# Increase the resolution on Lenovo G570



## tukaibat (Mar 20, 2012)

Hi,

Is there a way to go above the native resolution that the Lenovo G570 supports of 1366x768? Please let me know if AMD Catalyst or the video driver will let me achieve that. My Specs are:

i5 2nd Gen (2450m)
amd Radeon 6370m 1 GB
4 GB RAM
500 GB HDD

Thanks


----------



## dashing.sujay (Mar 20, 2012)

Of course you can. Just increase it from display settings, no big deal. And its not necessary that you will need display drivers for that. You may / may not.


----------



## pranav0091 (Mar 20, 2012)

But you'll need a display that supports the resolution you want.


----------



## tukaibat (Mar 20, 2012)

dudes I'm getting highest resolution as 1366x768 in my display settings.

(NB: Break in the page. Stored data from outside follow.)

PR #703, opened 2018-04-10
[WIP] search for h2 headings if we don't find h1 on the page

fredrikekre:
Part of  #701

If we don't find a H1 heading, look for the first H2 heading. I think we can do this for all pages, instead of only for subpages. Also changes the fallback to `basename(source)` if there are no H1 or H2 headers.

Edit: This does not quite work: We should probably not render the children for a page with H2 as max level. Currently we get this:

screenshot from 2018-04-10 09-55-45

where `Bar` is H2.

### DIFF
--- a/src/Writers/HTMLWriter.jl
+++ b/src/Writers/HTMLWriter.jl
@@ -390,7 +390,7 @@ function navitem(ctx, current, nn::Documents.NavNode)
     end
     item = (nn === current) ? li[".current"](link) : li(link)
 
-    # add the subsections (2nd level headings) from the page
+    # add the subsections (1st and 2nd level headings) from the page
     if (nn === current) && current.page !== nothing
         subs = collect_subsections(ctx.doc.internal.pages[current.page])
         internal_links = map(subs) do s
@@ -813,19 +813,17 @@ function pretty_url(ctx, path::AbstractString)
 end
 
 """
-Tries to guess the page title by looking at the `<h1>` headers and returns the
-header contents of the first `<h1>` on a page (or `nothing` if the algorithm
-was unable to find any `<h1>` headers).
+Tries to guess the page title by first looking at the `<h1>` headers and next at `<h2>`
+headers. Returns the contents of the first `<h1>`/`<h2>` on the page.
+If no `<h1>` or `<h2>` headings are found we fall back to the filename of the page.
 """
 function pagetitle(page::Documents.Page)
-    title = nothing
-    for element in page.elements
-        if isa(element, Markdown.Header{1})
-            title = element.text
-            break
-        end
-    end
-    title
+    elements = page.elements
+    idx = Compat.findfirst(x -> isa(x, Markdown.Header{1}), elements)
+    idx !== nothing && return elements[idx].text
+    idx = Compat.findfirst(x -> isa(x, Markdown.Header{2}), elements)
+    idx !== nothing && return elements[idx].text
+    return basename(page.source)
 end
 
 function pagetitle(ctx, navnode::Documents.NavNode)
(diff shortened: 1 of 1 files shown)


src/Writers/HTMLWriter.jl
```diff
@@ -813,30 +813,27 @@ function pretty_url(ctx, path::AbstractString)
 end
 
 """
-Tries to guess the page title by looking at the `<h1>` headers and returns the
-header contents of the first `<h1>` on a page (or `nothing` if the algorithm
-was unable to find any `<h1>` headers).
+Tries to guess the page title by first looking at the `<h1>` headers and next at `<h2>`
+headers. Returns the contents of the first `<h1>`/`<h2>` on the page.
+If no `<h1>` or `<h1>` headings ar found we fall back to the filename of the page.
```
mortenpi: "`<h1>` or `<h1>`" -> "`<h1>` or `<h2>`"

"ar" -> "are"

src/Writers/HTMLWriter.jl
```diff
@@ -813,30 +813,27 @@ function pretty_url(ctx, path::AbstractString)
...
     navnode.title_override === nothing || return navnode.title_override
 
     if navnode.page !== nothing
-        title = pagetitle(getpage(ctx, navnode))
-        title === nothing || return title
+        return pagetitle(getpage(ctx, navnode))
     end
 
-    "-"
+    "-" # unreachable?
```
mortenpi: In practice it should be since `navnode.page === nothing` can only happen when there's a `title_override`. Could perhaps invert the `if` and have a nice `error()` if `navnode.page === nothing` (in case someone runs into case when hacking on the internals etc).

mortenpi:
[`collect_subsections`](https://github.com/JuliaDocs/Documenter.jl/blob/master/src/Writers/HTMLWriter.jl#L842-L864) already discards the first `h1`. Should probably do the same with the first `h2`.

The edge case I am wondering about though is when you are actually using `title_override` and have  content before the first `h2`. So maybe only discard `h2` / use for page heading when it's exactly the first (non at-meta?) block?

mortenpi:
Sorry for flipping on this, but I am now actually thinking that perhaps we shouldn't change the heading behavior for normal pages. This became a bit of a TL;DR, but it's probably good to have the logic documented somewhere. Happy to discuss it though.

---

I think we should think in terms of the abstract page outline (similarly to LaTeX `\section{}`/`\subsection{}` and [the HTML outline](https://developer.mozilla.org/en-US/docs/Web/Guide/HTML/Using_HTML_sections_and_outlines)). And we should have a strict correspondence between the heading levels and levels in the page outline, to keeps things simple and explicit.

Within this picture, the first highest level heading is interpreted to be a _page heading_ (i.e. the first H1). If you don't have any H1s on the page, Documenter should assume that it is your intent that there are no H1 levels in the page outline. If you want your H2+ to be a page heading, you should change it to a H1.

So there are two distinct things Documenter has to do:

1. Determining the page outline and whether there is a _page heading_ (i.e. every page may have a heading that gets special treatment).
   - For normal pages the page heading is the first H1 on the page, assuming there are no other headings H2 before it.
   - You are allowed to have non-heading content and H3+ headings before the page heading.
   - Headings within other blocks (docstrings, admonitions, block quotes etc.) are ignored when scanning for the page outline. 
   - The page heading does not get displayed in the navigation menu. But non-page-heading H1s will be, with special styling.
   - (I.e. the current behavior.)

2. Determining the page title that is displayed in the navigation menu, in `<title>` etc.
   - If the title is specified in `makedocs`'s `pages` argument (i.e. `title_override`), use that.
   - If not, use the _page heading_.
   - If there is no page heading, print a warning and default to `basename(source)`.

The subpages of #701 would would be different -- the point there is that the subpage headings correspond to H2 headings / levels in the outline. Therefore
  - If there are no H1s, use the first H2 as the page heading.
  - If there are H1s present on the page, determine the page heading like for a normal page.
  - H3s (or H2s, if there are H1s on the page) don't get displayed in the navigation menu since their place is already taken by the page headings.
  - You are allowed to have H3s before the page heading H2.
  - In the HTML output, the H1 and H2 headings retain their styling, leaving the user some freedom to determine how the subpages are rendered.

Allowing H1s to determine the subpage heading goes slightly against the principle that there should be a strict correspondence between the levels and how their used, but I feel that it's acceptable here.

---

A few additional notes:

* Theoretically we _could_ do what the HTML outline algorithm does and ignore absolute heading levels altogether, and create an outline that always steps deeper one level at a time. So, e.g. if you have only H4s and H6s on the page, they become the first and seconds level elements in the outline, determining the page heading and navbar, respectively.

  But I think we should allow the user to have the power to determine their own outlines which may have levels missing etc (e.g. suppose you want a page with headings, but don't want them to show up in the navbar -- you can use H3 for that right now).

* Having multiple H1-level headings on a page is actually a bit weird in terms of the outline. It's a bit tricky to know how to interpret this. LaTeXWriter treats it as if it were a separate page, but in HTMLWriter we just apply special styling in the navigation menu, so it feels like it's somewhere between a page and a H2 heading.

* A few notes on how MkDocs handles headings:
  - It ignores additional H1s and everything that comes after them.
  - If there are no H1s on the page, it actually adds the _page title_ as the first H1 on the page.
  - If you have H2-H1-H2 in it, it doesn't show anything in the navigation bar.

fredrikekre:
Yes, that makes sense. Thanks for writing it up.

Is there a way to increase it?


----------



## doomgiver (Mar 20, 2012)

no, not unless you change your screen, which can be dangerous


----------



## pranav0091 (Mar 20, 2012)

Not unless you have an external monitor connected.

Btw its pointless to increase the resolution beyond the native screen resolution. There are a limited number of pixels on your screen and increasing the resolution isn't going to give you any more detail levels than at the default settings.


----------



## d6bmg (Mar 20, 2012)

No. Not possible.


----------